Stored data:
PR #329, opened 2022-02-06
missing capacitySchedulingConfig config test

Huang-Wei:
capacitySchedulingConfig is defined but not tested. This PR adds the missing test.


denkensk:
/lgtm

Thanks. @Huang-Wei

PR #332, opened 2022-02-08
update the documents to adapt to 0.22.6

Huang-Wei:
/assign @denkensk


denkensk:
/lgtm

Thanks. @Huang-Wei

→ **EXERCISE DETAILS**
The full set of records, transcribed exactly, is the answer.

→ **EXERCISE SOLUTION**
PR #329, opened 2022-02-06
missing capacitySchedulingConfig config test

Huang-Wei:
capacitySchedulingConfig is defined but not tested. This PR adds the missing test.


denkensk:
/lgtm

Thanks. @Huang-Wei

PR #332, opened 2022-02-08
update the documents to adapt to 0.22.6

Huang-Wei:
/assign @denkensk


denkensk:
/lgtm

Thanks. @Huang-Wei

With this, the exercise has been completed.